### Records provided

PR #11841, opened 2018-10-17
Fix #11838 - Handle op.val when finding xrefs ##anal

### LINKED ISSUE #11838: Axt missing xrefs
### Work environment

| OS/arch/bits (mandatory)                             | OSX 64 bits
| File format of the file you reverse (mandatory)      | ELF32
| Architecture/bits of the file (mandatory)            | x86 32 bits
| r2 -v full output, **not truncated** (mandatory)     | radare2 3.0.0 19943 @ darwin-x86-64 git.2.9.0-380-g218cdd7ba commit: 218cdd7babd73866f69052e28b1f333c1b6c2dd7 build: 2018-10-16__11:41:19

### Expected behavior

```
axt @ str.the_ripper
main 0x08048321 [DATA] mov dword [ebp - 0x10], str.the_ripper
```

### Actual behavior

`axt @ str.the_ripper`

[ch2(1).zip](https://github.com/radare/radare2/files/2486529/ch2.1.zip)

Not caused by the ht optimization, per @ret2libc

radare:


astuder:
PS: Or to fix the issue at hand, use asm.var.submin. That way axt will be in sync with the disassembly.

radare:
On intel immediates can be memory addresses too. Theres a check that verifies if the value is pointing to something meaningful before going further so i dont see much problem in here. This wasnt catched because ms compiler uses mov instead of lea and things like this

We can change the analop for the mov.. but yhen we will break other usecases.

radare:
I agree that for firmwares or stuff that is mapped at address 0 can rwsult on false positives. But seems like we have 0 tests for this. Do you have any reproducer? Becayse travis is green

radare:
Yeah. Thats another topic :)

I would merge it like this. And add tests. Then we can play with finding false positives and this min thing. But we should probably add a mode to be more strict on the imm/addr analysis which will be useful for 8bit archs.

astuder:
The 8051 interrupt vector table before the PR:
before-pr-11841

After the PR:
after-pr-11841

radare:
Can you add a test in r2r?

radare:
I’ll get the bin from there and fix the pr before merging

astuder:
I can't share this binary, but I will see if I can add an 8051 hello world to r2r.

astuder:
Created a regression test using AVR and Arduino.
https://github.com/radare/radare2-regressions/pull/1524

XVilka:
Agree with @astuder on:
1. `Using asm.var.submin`
2. `substitution in disasm should rely on anal results (i.e. xrefs) instead of making its own guesses`

radare:
should be fixed now we need tests to confirm

astuder:
works with my project

radare:
Awesome. Thanks for testing. Do unhave time to write a test for the bin it was not finding the ref and update your pr? So i can merge everything at once?

astuder:
I think the test for Majins scenario is already in r2r:
https://github.com/radare/radare2-regressions/commit/638dfc51670cf0e260f3bbe18ae35d5f735be868

PR #11843, opened 2018-10-17
Allow multiple packages as arguments for r2pm -i,-c,-ci ##tools

radare:
which hashtag would be good for this? ##tools?


ret2libc:
Yeah `##tools` seems good enough.

PR #11846, opened 2018-10-18
Fix UBSAN unaligned struct issue in the tcc parser

radare:


radare:
Imho the PDB parser should be reimplemented as a bin plugin, and the idp command should be removed because everything will be managed the by rbin api, like its done for dwarf.

PR #11853, opened 2018-10-18
Fix ptrace musl compability

jnbr:
musl libc doesn't use `enum __ptrace_request`. This causes two problems when trying to compile for it:

`libr/include/r_io.h` defaults to `__enum ptrace_request`, inverting the logic and only using the enum when building for glibc fixes this.

`shlr/ptrace_wrap` uses `enum __ptrace_request`. I see no option to disable `ptrace_wrap` at configure time without patching the meson or configure files. Using the same `typedef` as in `libr/include/r_io.h` fixes `ptrace_wrap` for musl.

### DIFF
--- a/libr/include/r_io.h
+++ b/libr/include/r_io.h
@@ -26,12 +26,12 @@
 #include <sys/ptrace.h>
 #endif
 
-#if defined(__APPLE__) || __sun || __FreeBSD__ || __OpenBSD__
-typedef int r_ptrace_request_t;
-typedef int r_ptrace_data_t;
-#else
+#if defined(__GLIBC__) && defined(__linux__)
 typedef enum __ptrace_request r_ptrace_request_t;
 typedef void * r_ptrace_data_t;
+#else
+typedef int r_ptrace_request_t;
+typedef int r_ptrace_data_t;
 #endif
 #endif
 


radare:
shouldnt this fix go into the ptrace-wrap repo?

shlr/ptrace-wrap/include/ptrace_wrap.h
```diff
@@ -22,6 +22,12 @@
 #include <semaphore.h>
 #include <sys/ptrace.h>
 
+#ifndef __GLIBC__
```
radare: i prefer positive conditionals #ifdef ...

libr/include/r_io.h
```diff
@@ -26,7 +26,7 @@
 #include <sys/ptrace.h>
 #endif
 
-#if defined(__APPLE__) || __sun || __FreeBSD__ || __OpenBSD__
+#ifndef __GLIBC__
```
radare: what about gnu/kfreebsd ?

shlr/ptrace-wrap/include/ptrace_wrap.h
jnbr: changed it

libr/include/r_io.h
jnbr: covered now by only using the enum on glibc on linux

thestr4ng3r:
requires https://github.com/radare/radare2/pull/11862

######

Problem =
Every line above that includes the word "behavior" should be listed.

Problem solution =
### Expected behavior
### Actual behavior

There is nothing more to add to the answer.